PR #28, opened 2020-03-05
Issue #8 - add switch for MET+ jobs

KateFriedman-NOAA:

PR #3472, opened 2025-03-18
add capability to dynamically generate GSI *info files

### LINKED ISSUE #3293: add the capabilty to dynamically generate GSI satinfo, convinfo ozinfo files for reanalysis

Currently config.anal has an if/then/else loop that sets env vars SATINFO, OZINFO, CONVINFO that contain paths to different gsi info files  for different periods over the last several years.  For reanalysis, we need a solution that works back to 1979.  Rather than add to the if/then/else block in config.anal, I have created a set of scripts that generate *info files dynamically given a date (https://github.com/NOAA-PSL/build_gsinfo).  What is needed is a way to use those scripts in global-workflow.   Note this is only needed for GSI - for JEDI the needed functionality is included in observation_chronicle (https://github.com/NOAA-EMC/jcb-gdas/tree/develop/observation_chronicle/atmosphere).

the global-workflow can dynamically generate and use GSI satinfo, ozinfo and radinfo files based on the analysis date.

### Acceptance Criteria

- the workflow dynamically generates the correct satinfo/ozinfo/convinfo files when using GSI and uses them

Create a new RUN_ENVIR ('reanl') and have the [build_gsinfo](https::/github.com/NOAA-PSL/build_gsinfo) scripts generate satinfo, ozinfo and convinfo files based on ${PDY}${cyc}

```
diff --git a/parm/config/gfs/config.anal b/parm/config/gfs/config.anal
index 123bd6de..4b56e515 100644
--- a/parm/config/gfs/config.anal
+++ b/parm/config/gfs/config.anal
@@ -146,6 +146,11 @@ if [[ ${RUN_ENVIR} == "emc" ]]; then
   #   if [[ "${PDY}${cyc}" -ge "2021110312" && "${PDY}${cyc}" -lt "YYYYMMDDHH" ]]; then
   #     export SATINFO=${FIXgfs}/gsi/gfsv16_historical/global_satinfo.txt.2021110312
   #   fi
+elif [[ ${RUN_ENVIR} == "reanl" ]]; then
+   # these will be set based on date in scripts/exglobal_atmos_analysis.sh
+   export SATINFO="generate"
+   export CONVINFO="generate"
+   export OZINFO="generate"
 fi

 # Flag to turn on (.true.) or off (.false.) the infrared cloud and aerosol detection software

diff --git a/scripts/exglobal_atmos_analysis.sh b/scripts/exglobal_atmos_analysis.sh
index bd11b81c..b549e273 100755
--- a/scripts/exglobal_atmos_analysis.sh
+++ b/scripts/exglobal_atmos_analysis.sh
@@ -363,14 +363,26 @@ cd ${DATA} || exit 99
 # Fixed files
 ${NLN} ${BERROR}       berror_stats
 ${NLN} ${SATANGL}      satbias_angle
-${NLN} ${SATINFO}      satinfo
+if [ $SATINFO == "generate" ]; then
+   sh ${HOMEgfs}/sorc/build_gsinfo/create_satinfo.sh  ${PDY}${cyc} > satinfo
+else
+   ${NLN} ${SATINFO}      satinfo
+fi
 ${NLN} ${RADCLOUDINFO} cloudy_radiance_info.txt
 ${NLN} ${ATMSFILTER}   atms_beamwidth.txt
 ${NLN} ${ANAVINFO}     anavinfo
-${NLN} ${CONVINFO}     convinfo
+if [ $CONVINFO == "generate" ]; then
+   sh ${HOMEgfs}/sorc/build_gsinfo/create_convinfo.sh  ${PDY}${cyc} > convinfo
+else
+   ${NLN} ${CONVINFO}     convinfo
+fi
 ${NLN} ${vqcdat}       vqctp001.dat
 ${NLN} ${INSITUINFO}   insituinfo
-${NLN} ${OZINFO}       ozinfo
+if [ $OZINFO == "generate" ]; then
+   sh ${HOMEgfs}/sorc/build_gsinfo/create_ozinfo.sh  ${PDY}${cyc} > ozinfo
+else
+   ${NLN} ${OZINFO}       ozinfo
+fi
 ${NLN} ${PCPINFO}      pcpinfo
 ${NLN} ${AEROINFO}     aeroinfo
 ${NLN} ${SCANINFO}     scaninfo
```

jswhit2:
# Description

  Currently config.anal has an if/then/else loop that sets env vars SATINFO, OZINFO, CONVINFO that contain paths to different gsi info files for different periods over the last several years. For reanalysis, we need a solution that works back to 1979. Rather than add to the if/then/else block in config.anal, I have created a set of scripts that generate *info files dynamically given a date (https://github.com/NOAA-PSL/build_gsinfo). What is needed is a way to use those scripts in global-workflow. Note this is only needed for GSI - for JEDI the needed functionality is included in observation_chronicle (https://github.com/NOAA-EMC/jcb-gdas/tree/develop/observation_chronicle/atmosphere).

Resolves https://github.com/NOAA-EMC/global-workflow/issues/3293

Requires https://github.com/NOAA-EMC/GSI-fix/pull/28

Enabled via USE_BUILD_GSINFO env var that can be set to YES in config.base (default is NO).
3 new scripts added (create_satinfo.sh, create_ozinfo.sh, create_convinfo.sh).  These scripts generate the GSI *info for a given analysis date using data from build_gsinfo (which will live inside GSI-fix once https://github.com/NOAA-EMC/GSI-fix/pull/28 is merged). 

The OBS_INPUT table in the GSI namelist is removed from exglobal_atmos_analysis.sh to allow for separate options for NCEP ops and reanalysis.  Both versions are included as text files in [build_gsinfo/obs_input](https://github.com/NOAA-PSL/build_gsinfo/tree/main/obs_input).  The OBS_INPUT env var can be used to choose which version do use.  The NCEP ops version is the default in config.anal.   

A workaround for https://github.com/NOAA-EMC/GSI/issues/752 is included in exglobal_atmos_analysis.sh (pointing to a separate directory for HIRS coefficient files).  This hack can be removed once https://github.com/NOAA-EMC/GSI/issues/783 is merged.

# Type of change

# Change characteristics
- Is this a breaking change (a change in existing functionality)?NO
- Does this change require an update to any of the following submodules? YES
 
  - [x] GSI-fix https://github.com/NOAA-EMC/GSI-fix/pull/28

# How has this been tested?

- Clone and build on gaeac6 and hera
- Cycled test on gaeac6 and hera

# Checklist
- [ ] This change is covered by an existing CI test or a new one has been added (to be added later)


jswhit2:
@jack-woollen @jswhit2  Jeff I didn't figure out how to update your branch with the convinfo file containing complete satwnd definitions. Instead you can copy from /work2/noaa/da/jwoollen/RAEXPS/scripts/2021ozn1/build_gsinfo/convinfo/merged_convinfo.txt.

parm/config/gfs/config.anal
```diff
@@ -148,6 +148,17 @@ if [[ ${RUN_ENVIR} == "emc" ]]; then
...
+if [[ ${USE_BUILD_GSINFO} == "YES" ]]; then
+   # these will be set based on date in scripts/exglobal_atmos_analysis.sh
+   export SATINFO="generate"
+   export CONVINFO="generate"
+   export OZINFO="generate"
+   export OBS_INPUT=${FIXgfs}/gsi/build_gsinfo/obs_input/obs_input_reanl_nasa_ozone.txt
+else
+   export OBS_INPUT=${FIXgfs}/gsi/build_gsinfo/obs_input/obs_input_ops.txt
+fi
+export HIRS_FIX=/gpfs/f6/drsa-precip4/proj-shared/Jeffrey.S.Whitaker/hirs_fix
```
CoryMartin-NOAA: noting a hard coded Gaea path here

scripts/create_convinfo.sh
```diff
@@ -0,0 +1,18 @@
+# create global_ozinfo file for a given date
```
CoryMartin-NOAA: Need a shebang defined here?

scripts/create_ozinfo.sh
```diff
@@ -0,0 +1,27 @@
+# create global_ozinfo file for a given date
```
CoryMartin-NOAA: Another shebang needed

CoryMartin-NOAA: Generally: These new scripts likely need to go in `ush/` and need the style issues addressed

parm/config/gfs/config.anal
jswhit2: Thanks @CoryMartin-NOAA - I think this needs to default to the CRTM_FIX directory and be configurable in config.anal.  We won't need any of this when CRTM is updated though (hopefully).

ClaraDraper-NOAA (changes requested):
@jswhit2 To include the soil analysis in the reanalysis / scout runs, we'll need to make changes to the convinfo and anavinfo. For the NRT system, those changes are here. 

Can you please add these changes into your [conv/anav]info files? I'm not sure if it's better to include them always, or as an option.

jswhit:
@ClaraDraper-NOAA I think you forgot to include the link.   Would you be able to tell us specifically which lines to add to the. reanalysis version of convinfo (https://github.com/NOAA-PSL/build_gsinfo/blob/main/convinfo/merged_convinfo.txt)?  The anavinfo changes won't be needed for the scout runs until we start running ensemble DA.

ClaraDraper-NOAA:
> @jswhit2 To include the soil analysis in the reanalysis / scout runs, we'll need to make changes to the convinfo and anavinfo. For the NRT system, those changes are here.
> 
> Can you please add these changes into your [conv/anav]info files? I'm not sure if it's better to include them always, or as an option.

I did forget the link! It's [here](https://github.com/NOAA-EMC/global-workflow/blob/6956eebebc68d1270e87284fc86decbe4fd3b008/parm/config/gfs/config.anal#L51)

ClaraDraper-NOAA:
If we want to assimilate 2m obs into the scout run (maybe not a great idea???), to see the changes you need, in fix/gsi/ 

>diff  global_convinfo_2mObs.txt global_convinfo.txt

If we just want to monitor them, you can leave convinfo as is. For monitoring or assim, we need to add t2m and q2m to the met_guess and state_derivative namelists in anavinfo. There's an example here on hera: 

/scratch2/BMC/gsienkf/Clara.Draper/gerrit-hera/global-workflow_CNTRL/fix/global_anavinfo_2mDiag.l127.txt

jswhit:
OK got it - thanks @ClaraDraper-NOAA

DavidHuber-NOAA:
Moving to draft while upstream issues are addressed.  @jswhit feel free to re-mark this as ready for review when it is so.

scripts/exglobal_atmos_analysis.sh
```diff
@@ -359,14 +367,26 @@ cd ${DATA} || exit 99
 # Fixed files
 ${NLN} ${BERROR}       berror_stats
 ${NLN} ${SATANGL}      satbias_angle
-${NLN} ${SATINFO}      satinfo
+if [[ ${SATINFO} == "generate" ]]; then
+   sh ${USHgfs}/create_satinfo.sh  ${PDY}${cyc} > satinfo
```
DavidHuber-NOAA: Prefer that the `create_satinfo.sh` file be called directly.  If it isn't already, that script should be made executable.

```suggestion
   ${USHgfs}/create_satinfo.sh  ${PDY}${cyc} > satinfo
```

scripts/exglobal_atmos_analysis.sh
```diff
@@ -359,14 +367,26 @@ cd ${DATA} || exit 99
...
+else
+   ${NLN} ${SATINFO}      satinfo
+fi
 ${NLN} ${RADCLOUDINFO} cloudy_radiance_info.txt
 ${NLN} ${ATMSFILTER}   atms_beamwidth.txt
 ${NLN} ${ANAVINFO}     anavinfo
-${NLN} ${CONVINFO}     convinfo
+if [[ ${CONVINFO} == "generate" ]]; then
+   sh ${USHgfs}/create_convinfo.sh  ${PDY}${cyc} > convinfo
```
DavidHuber-NOAA:
```suggestion
   ${USHgfs}/create_convinfo.sh  ${PDY}${cyc} > convinfo
```

scripts/exglobal_atmos_analysis.sh
```diff
@@ -359,14 +367,26 @@ cd ${DATA} || exit 99
...
+else
+   ${NLN} ${CONVINFO}     convinfo
+fi
 ${NLN} ${vqcdat}       vqctp001.dat
 ${NLN} ${INSITUINFO}   insituinfo
-${NLN} ${OZINFO}       ozinfo
+if [[ ${OZINFO} == "generate" ]]; then
+   sh ${USHgfs}/create_ozinfo.sh  ${PDY}${cyc} > ozinfo
```
DavidHuber-NOAA:
```suggestion
   ${USHgfs}/create_ozinfo.sh  ${PDY}${cyc} > ozinfo

File: ush/create_satinfo.sh [hunk 7]
```diff
@@ -0,0 +1,27 @@
...
+    # find matching date
+    usedate=""
+    for f in "${sat}"/*; do
+        if [[ ${f} != "${sat}/readme" ]]; then # skip readme file
+           datex=$(basename "${f}")
+	   if [[ ${date} -ge ${datex} ]]; then
+              usedate=${datex}
+           fi
+        fi
+    done
```
DavidHuber-NOAA: Please use consistent white spacing and avoid `tab` characters.

ush/create_satinfo.sh
```diff
@@ -0,0 +1,27 @@
...
+    # cat matching date file, or quit if date not found
+    if [[ ${usedate} != "" ]]; then
+        cat "${sat}/${usedate}" || exit 1
+    else
+        echo "date not found for ${sat}"
+	exit 1
```
DavidHuber-NOAA: Same

DavidHuber-NOAA (changes requested):
A few minor nit-picks.  There are also a number of shell-check issues noted here: https://github.com/NOAA-EMC/global-workflow/actions/runs/14601534590/job/40960623756?pr=3472.  Could you please also address these?

scripts/exglobal_atmos_analysis.sh
jswhit2: done

scripts/exglobal_atmos_analysis.sh
jswhit2: done

scripts/exglobal_atmos_analysis.sh
jswhit2: done

ush/create_satinfo.sh
jswhit2: done

ush/create_satinfo.sh
jswhit2: done

jswhit2:
> A few minor nit-picks. There are also a number of shell-check issues noted here: https://github.com/NOAA-EMC/global-workflow/actions/runs/14601534590/job/40960623756?pr=3472. Could you please also address these?

@DavidHuber-NOAA those shell-check errors do not appear to coming from lines I modified so I hesitate to change them.

RussTreadon-NOAA:
@jswhit2 :  GSI-fix PR [#28](https://github.com/NOAA-EMC/GSI-fix/pull/28) has been merged into GSI-fix `develop`.  Done at [35c06c0](https://github.com/NOAA-EMC/GSI-fix/commit/35c06c041d144bee42f7b744ef3e3718b17b3a5d)

ush/create_convinfo.sh
```diff
@@ -0,0 +1,19 @@
...
+#      usedate=$datex
+#   fi
+#done
+## cat matching date file, or quit if date not found
+#if [[ ${usedate} != "" ]]; then
+#    cat ${usedate}
+#else
+#    echo "date not found"
+#    exit 1
+#fi
```
aerorahul: Just checking here -- is this intended as is or should it be generating a convinfo file based on `date`

ush/create_ozinfo.sh
```diff
@@ -0,0 +1,29 @@
+#! /usr/bin/env bash
+# create global_ozinfo file for a given date
+date=$1
```
aerorahul:
```suggestion
date_in=$1
```
Please use a different name for this variable so that it does not conflict with the linux utility `date`

ush/create_ozinfo.sh
```diff
@@ -0,0 +1,29 @@
...
+# loop over satellites
+cd "${BUILD_GSINFO_DIR}/ozinfo" || exit 1
+grep -v '^ *#' satellites | while IFS= read -r sat 
+do
+    # find matching date
+    usedate=""
+    for f in "${sat}"/*; do
+        if [[ ${f} != "${sat}/readme" ]]; then # skip readme file
+           datex=$(basename "${f}")
+           if [[ ${date} -ge ${datex} ]]; then
```
aerorahul:
```suggestion
           if [[ ${date_in} -ge ${datex} ]]; then
```

ush/create_satinfo.sh
```diff
@@ -0,0 +1,27 @@
+#! /usr/bin/env bash
+# create global_satinfo file for a given date
+date=$1
```
aerorahul:
```suggestion
date_in=$1
```

ush/create_satinfo.sh
```diff
@@ -0,0 +1,27 @@
...
+# loop over satellites
+cd "${BUILD_GSINFO_DIR}/satinfo" || exit 1
+grep -v '^ *#' satellites | while IFS= read -r sat 
+do
+    # find matching date
+    usedate=""
+    for f in "${sat}"/*; do
+        if [[ ${f} != "${sat}/readme" ]]; then # skip readme file
+           datex=$(basename "${f}")
+           if [[ ${date} -ge ${datex} ]]; then
```
aerorahul:
```suggestion
           if [[ ${date_in} -ge ${datex} ]]; then
```

scripts/exglobal_diag.sh
```diff
@@ -83,8 +83,13 @@ if [[ "${GENDIAG}" == "YES" ]] ; then
 
    diagtype[0]="conv conv_gps conv_ps conv_pw conv_q conv_sst conv_t conv_tcp conv_uv conv_spd"
    diagtype[1]="pcp_ssmi_dmsp pcp_tmi_trmm"
+   if [[ ${USE_BUILD_GSINFO} == "YES" ]]; then
+   diagtype[2]=$(cat ${BUILD_GSINFO_DIR}/ozinfo/satellites)
+   diagtype[3]=$(cat ${BUILD_GSINFO_DIR}/satinfo/satellites)
```
aerorahul:
```suggestion
     diagtype[2]=$(cat ${BUILD_GSINFO_DIR}/ozinfo/satellites)
     diagtype[3]=$(cat ${BUILD_GSINFO_DIR}/satinfo/satellites)
```

dev/parm/config/gfs/config.anal
```diff
@@ -148,6 +148,18 @@ if [[ ${RUN_ENVIR} == "emc" ]]; then
   #   fi
 fi
 
+if [[ ${USE_BUILD_GSINFO} == "YES" ]]; then
+   # these will be set based on date in scripts/exglobal_atmos_analysis.sh
+   export SATINFO="generate"
+   export CONVINFO="generate"
+   export OZINFO="generate"
+   export OBS_INPUT="${BUILD_GSINFO_DIR}/obs_input/obs_input_reanl_nasa_ozone.txt"
```
aerorahul: Is there a reason why this cannot be used for the various date-specific if statements above?  I was under the impression, this feature would eliminate them.

aerorahul (changes requested):
Some suggestions and a couple of questions.

ush/create_convinfo.sh
jswhit: currently we're pointing to a single convinfo file, that's why the date matching code is commented out

dev/parm/config/gfs/config.anal
jswhit: it could, but we would have to create a build_gsinfo branch that exactly matches the choices in those case statements.  For reanalysis we made different choices (mostly to use platforms earlier than was done in operations).

DavidHuber-NOAA:
> > A few minor nit-picks. There are also a number of shell-check issues noted here: https://github.com/NOAA-EMC/global-workflow/actions/runs/14601534590/job/40960623756?pr=3472. Could you please also address these?
> 
> @DavidHuber-NOAA those shell-check errors do not appear to coming from lines I modified so I hesitate to change them.

@jswhit2 I have addressed the shellcheck issues in `exglobal_atmos_analysis.sh` and `exglobal_diag.sh`.

ush/create_ozinfo.sh
```diff
@@ -0,0 +1,29 @@
...
+        fi
+    done
+    # cat matching date file, or quit if date not found
+    if [[ ${usedate} != "" ]]; then
+        cat "${sat}/${usedate}" || exit 1
+    else
+        echo "date not found for ${sat}"
+        exit 1
+    fi
+done
```
DavidHuber-NOAA: The output of the `grep` command should be passed into the loop so that error codes are not masked:

```suggestion
while IFS= read -r sat 
do
    # find matching date
    usedate=""
    for f in "${sat}"/*; do
        if [[ ${f} != "${sat}/readme" ]]; then # skip readme file
           datex=$(basename "${f}")
           if [[ ${date_in} -ge ${datex} ]]; then
              usedate=${datex}
           fi
        fi
    done
    # cat matching date file, or quit if date not found
    if [[ ${usedate} != "" ]]; then
        cat "${sat}/${usedate}" || exit 1
    else
        echo "date not found for ${sat}"
        exit 1
    fi
done < <(grep -v '^ *#' satellites)
```

ush/create_satinfo.sh
```diff
@@ -0,0 +1,27 @@
...
+        fi
+    done
+    # cat matching date file, or quit if date not found
+    if [[ ${usedate} != "" ]]; then
+        cat "${sat}/${usedate}" || exit 1
+    else
+        echo "date not found for ${sat}"
+        exit 1
+    fi
+done
```
DavidHuber-NOAA:
```suggestion
while IFS= read -r sat 
do
    # find matching date
    usedate=""
    for f in "${sat}"/*; do
        if [[ ${f} != "${sat}/readme" ]]; then # skip readme file
           datex=$(basename "${f}")
           if [[ ${date_in} -ge ${datex} ]]; then
              usedate=${datex}
           fi
        fi
    done
    # cat matching date file, or quit if date not found
    if [[ ${usedate} != "" ]]; then
        cat "${sat}/${usedate}" || exit 1
    else
        echo "date not found for ${sat}"
        exit 1
    fi
done < <(grep -v '^ *#' satellites)

File: ush/create_convinfo.sh [hunk 18]
```diff
@@ -0,0 +1,33 @@
+#! /usr/bin/env bash
+# create global_convinfo file for a given date
+date=$1
+# 2m ob use file (DO_GSISOILDA)
+if [ -z ${2} ]; then
```
DavidHuber-NOAA: Prefer testing the argument count first:
```suggestion
if [[ $# -ge 2 && -z "${2}" ]]; then
```

ush/create_convinfo.sh
```diff
@@ -0,0 +1,33 @@
...
+   use2mobs="NO" # NO if not present
+else
+   use2mobs=$2
+fi
+cd "${BUILD_GSINFO_DIR}/convinfo" || exit
+usedate=""
+for datex in [1-2]*; do
+   if [[ ${date} -ge ${datex} ]]; then
+      usedate=$datex
```
DavidHuber-NOAA:
```suggestion
      usedate=${datex}

File: ush/create_convinfo.sh [hunk 20]
```diff
@@ -0,0 +1,33 @@
...
+# cat matching date file, or quit if date not found
+if [[ ${usedate} != "" ]]; then
+    if [[ ${use2mobs} == "YES" ]]; then
+        # turn on 2m t,q obs over land
+        sed -e "s/t        181    0   -1/t        181    0    1/g" \
+            -e "s/t        183    0   -1/t        183    0    1/g" \
+            -e "s/t        187    0   -1/t        187    0    1/g" \
+            -e "s/q        181    0   -1/q        181    0    1/g" \
+            -e "s/q        183    0   -1/q        183    0    1/g" \
+            -e "s/q        187    0   -1/q        187    0    1/g" ${usedate}
```
DavidHuber-NOAA:
```suggestion
            -e "s/q        187    0   -1/q        187    0    1/g" "${usedate}"

File: ush/create_convinfo.sh [hunk 21]
```diff
@@ -0,0 +1,33 @@
...
+    else
+        cat ${usedate}
```
DavidHuber-NOAA:
```suggestion
        cat "${usedate}"

File: ush/create_ozinfo.sh [hunk 22]
```diff
@@ -0,0 +1,29 @@
...
+        fi
+    done
+    # cat matching date file, or quit if date not found
+    if [[ ${usedate} != "" ]]; then
+        cat "${sat}/${usedate}" || exit 1
+    else
+        echo "date not found for ${sat}"
+        exit 1
+    fi
+done < <(grep -v '^ *#' satellites)
```
DavidHuber-NOAA:
```suggestion
done < <(grep -v '^ *#' satellites || true)

File: ush/create_satinfo.sh [hunk 23]
```diff
@@ -0,0 +1,27 @@
...
+        fi
+    done
+    # cat matching date file, or quit if date not found
+    if [[ ${usedate} != "" ]]; then
+        cat "${sat}/${usedate}" || exit 1
+    else
+        echo "date not found for ${sat}"
+        exit 1
+    fi
+done < <(grep -v '^ *#' satellites)
```
DavidHuber-NOAA:
```suggestion
done < <(grep -v '^ *#' satellites || true)
```

DavidHuber-NOAA (commented):
Just some suggestions to move through the shellcheck issues.

scripts/exglobal_atmos_analysis.sh
```diff
@@ -687,22 +725,22 @@ EOFunzip
       else
          fname=$(echo ${diag_file} | cut -d'.' -f1)
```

● ● ● ● ●

Task statement: Above are the entries; copy every line among them that contains the word "made".

The completed task:
DavidHuber-NOAA: Prefer that the `create_satinfo.sh` file be called directly.  If it isn't already, that script should be made executable.
jswhit: it could, but we would have to create a build_gsinfo branch that exactly matches the choices in those case statements.  For reanalysis we made different choices (mostly to use platforms earlier than was done in operations).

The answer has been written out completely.